# The TTF!



## mighTy Tee (Jul 10, 2002)

*Is it me or is the forum going downhill?*

It is about time we had this discussion again  :lol: :lol: :lol: :lol:


----------



## phodge (Sep 1, 2002)

It's been very quiet the last few days.....


----------



## Private Prozac (Jul 7, 2003)

And probably will be even quieter now the TTotal has gone, (to work for a change!).

R.I.P. TTotal.


----------



## TTotal (Aug 12, 2002)

Aint gone yet Spongey, but am really short of time to watch this forum.

Daytime sorting stuff here before I go

Night time cleaning painting and decorating house

:?

And regarding the forum GDH problem, its rolling so fast into the gutter at amazing speeds.
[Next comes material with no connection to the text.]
PR #462, opened 2018-02-27
Add better KeyboardInterrupt handling with broken threads.

### LINKED ISSUE #461: Maybe don't trust threading.current_thread() to tell us whether we're in the main thread for signal handling purposes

There is no chance to "bring back the good old days".

Goodbye cruel world.


----------



## robokn (Feb 21, 2006)

I thought it was about time you or john brought up this inane subject :lol: :lol:


----------



## mighTy Tee (Jul 10, 2002)

robokn said:


> I thought it was about time you or john brought up this inane subject :lol: :lol:


I thought it was about time you posted up the next SolenTTeers meets :lol: :lol: :lol:


----------



## TTotal (Aug 12, 2002)

Oooooooooooh was that a subtle hint Dicky :roll:


----------



## mighTy Tee (Jul 10, 2002)

TTotal said:


> Oooooooooooh was that a subtle hint Dicky :roll:


Time to buy some Nikes from "atnike" so I can run quicker????

[smiley=fireman.gif]


----------



## TTotal (Aug 12, 2002)

No need

This forum is going down hill remember ...
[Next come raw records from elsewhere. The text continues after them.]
Issue #242, opened 2017-07-10
Discussion: can we steal stuff from Concurrent ML?


njsmith:
So from @wingo's [blog I have learned about Concurrent ML](https://wingolog.org/archives/2017/06/29/a-new-concurrent-ml). (His [concurrency tag](https://wingolog.org/tags/concurrency) is also worth perusing generally.)

The core insight, IIUC, is to take the atomic blocking operations – roughly, the same ones our current [cancellation guarantee](https://trio.readthedocs.io/en/latest/reference-core.html#cancellation-and-primitive-operations) applies to – and systematically split them into a few consistent sub-operations:

* attempt to perform the operation synchronously, possibly wrapping the result in some thunk
* publish that we're waiting for the operation to be doable and should be woken up if it might succeed
* give up on waiting ("unpublish")

We already implicitly have this basic structure open-coded in a bunch of places, e.g. the `_try_sync` helper in `trio/socket.py`, the classes in `trio/_sync.py`, etc. Pretty much anywhere you see the `yield_if_cancelled`/`yield_briefly_no_cancel` pair in trio fits this general pattern, and "unpublish" is basically just our abort callback. So the advantages of reifying this would partly be just to simplify the code by having a single implementation of the overall pattern that we could slot things into – but even more, so because given the above pieces, you can create generic implementations of three variants:

* Try to perform the operation, but fail if it would block (like the `*_nowait` variants that we currently implement in an ad hoc way)
* Perform the operation, blocking as necessary (what we do now)
* A thing like golang's `select`, where you can say "perform exactly one of the following operations: ..."

(The first is done by just calling the "try this" sub-operation; the second you do by trying and then blocking if you fail, in a loop, with the unpublish operation as the abort callback; the third is done by calling a bunch of "try this" sub-operations and if one succeeds you're done, otherwise publish *all* the operations and go to sleep. There's some subtleties around knowing which operation woke you up, and when unpublish happens, etc., but that's the basic idea.)

Right now we have a bunch of manual implementations of `await x()` / `x_nowait()` primitives. It's not clear that we have enough, either; #14 has an example of a case where you semantically need `accept_nowait`, and for HTTP client connection pooling when you pull a connection out of the pool you need something like `receive_some_nowait` to check whether the server has closed it before you try to use it.

[...]

Issue #61, opened 2017-02-26
In epoll IOManager make it possible to wait on POLLPRI


njsmith:
Useful for e.g. GPIO support: https://www.kernel.org/doc/Documentation/gpio/sysfs.txt

`EPOLLWAKEUP` might be interesting too, but is pretty exotic and a little more subtle (unlike our other events, removing an `EPOLLWAKEUP` from the set is actually semantically meaningful).

njsmith:
I'm not sure if this is actually useful – e.g. the GPIO documentation linked above says "THIS ABI IS DEPRECATED ... NEW USERSPACE CONSUMERS ARE SUPPOSED TO USE THE CHARACTER DEVICE ABI." Going to close this until the use cases are clearer.

If we do find a reason to do this, I think it should be as a low-level Linux-specific API, similar to the low-level kqueue API (#578). There's just no consistency across systems about what counts as "priority" or "exceptional" data, or how it's handled – for example, kqueue doesn't even have a (portable) way to do `POLLPRI`, and then there was that time that Apple tried to [add support for urgent-data...](https://sandstorm.io/news/2015-04-08-osx-security-bug)

smurfix:
No problem, I've written `trio-gpio` which wraps libgpiod and does exactly that.

njsmith:
Noting for the record, since I was looking into OOB data handling for sockets, and might some day want to find this info again:

Using the BSD socket "OOB" APIs to handle TCP "urgent data" is a reasonably well-defined and portable thing. It's almost completely useless – literally the only use case I know if is to give telnet slightly better flow control when running over an unencrypted TCP connection – so I don't know that we should care. But if we did decide to care, then we would need a way to wait for "OOB" data. On Linux you can get notifications through `EPOLLPRI`, on Windows you can use `AFD_POLL_RECEIVE_EXPEDITED`, and on macOS you can use `EVFILT_EXCEPT` + `NOTE_OOB`. (This is a macOS extension though – on most BSDs there's no way to use kqueue to wait for OOB data at all. Which says something about how useless it is.)

We'd also need to think a bit about how to expose the concept: `EPOLLPRI` covers a few things besides OOB data (like the legacy GPIO use case that originally motivated this issue), while `AFD_POLL_RECEIVE_EXPEDITED` and `EVFILT_EXCEPT`+`NOTE_OOB` are very specific to OOB data.

PR #463, opened 2018-02-28
Add ability to wait for POLLPRI

smurfix:
This extension is required for some interesting things. Personally I need it for accessing GPIO pins (specifically, epoll()ing for changing inputs).

I still have to figure out how to reliably test this, given that the TCP URGent flag is less than well supported these days, Travis is unlikely to run on a machine with two connected GPIO pins, and I haven't done anything with PTYs in a decade.

### DIFF
--- a/docs/source/reference-hazmat.rst
+++ b/docs/source/reference-hazmat.rst
@@ -194,6 +194,30 @@ Unix-like systems provide the following functions:
        become writable.
 
 
+.. function:: wait_priority(fd)
+   :async:
+
+   Block until there is an "exceptional condition" on the given file
+   descriptor.
+
+   .. warning::
+
+      This method uses the ``POLLPRI`` flag to the ``epoll`` system call.
+      Its semantics are highly specific to the type of file descriptor
+      you're passing to it.
+
+   This test may be used to
+   * wait for changes to hardware inputs (Linux GPIO)
+   * notice changed state of a PTY slave by the master
+   * …
+
+   :arg fd:
+       integer file descriptor, or else an object with a ``fileno()`` method
+   :raises trio.ResourceBusyError:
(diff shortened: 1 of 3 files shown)


njsmith:
The issue for this is #61.

Looking at the docs linked there, I see that the described gpio API is now considered obsolete and broken. Out of curiosity, does the new "character device API" also use POLLPRI? (I realize it will be a while before everyone has kernels with the new API, and that there are other possible use cases for this, but I find it never hurts to know more about how things are used :-).)

A fun thing to deal with is that on Windows when a non-blocking connect fails, this is reported by marking the socket as "priority". Everyone else uses "readable" for this. Currently we hack around this the same way that some other libraries do, by making the windows `wait_socket_readable` function actually wait for either read or priority. If we wanted to support `wait_socket_priority` there as well then we'd need to figure out how let them coordinate.

I guess one option would be to remove the hack from the io layer, and instead have our `connect` method wait for both read and priority. With the current io API, this would require that `connect` open a nursery to call both `wait` functions simultaneously. That feels a little weird, but I guess would be ok? Are there workloads that care about getting maximum speed out of `connect` on Windows? Another option to consider would be redoing the API to allow a task to wait for several events at a time, like `wait_io_ready(flags)`. (Some connection here to https://github.com/python-trio/trio/issues/242, though that gets into much more complicated issues.)

Another Windows-related thing to consider is that if we switch to iocp-only (#52), then we won't have a way to wait for priority at all on that platform. Though fortunately we won't need to, either, since the iocp version of `connect` works differently.

njsmith:
Github is telling me you just pushed some strange things here?

njsmith:
This is very stale, so going to close for now... feel free to re-open if you want to pick it up again.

You'll get some pace running down mate :lol: He'll never catch you with his short legs :roll:


----------



## phodge (Sep 1, 2002)

Now, that looks like F..U..N.. !!

:lol:


----------



## TTotal (Aug 12, 2002)

phodge said:


> Now, that looks like F..U..N.. !!
> 
> :lol:


 :?: *F*riends of the *U*nited *N*ations

:?


----------



## TTotal (Aug 12, 2002)

Or

*F*riendly *U*ninhibited *N*onsense


----------



## mighTy Tee (Jul 10, 2002)




----------



## robokn (Feb 21, 2006)

I will look at a meet for a couple of weeks time with the vain hope some people will turn up :? :? :?


----------



## TTotal (Aug 12, 2002)

After the 30th best for me


----------



## phodge (Sep 1, 2002)

Make sure it's sunny, and we might come down....


----------



## Private Prozac (Jul 7, 2003)

phodge said:


> Make sure it's sunny, and we might come down....


If ever anyone needed an incentive _not_ to turn up! :-*


----------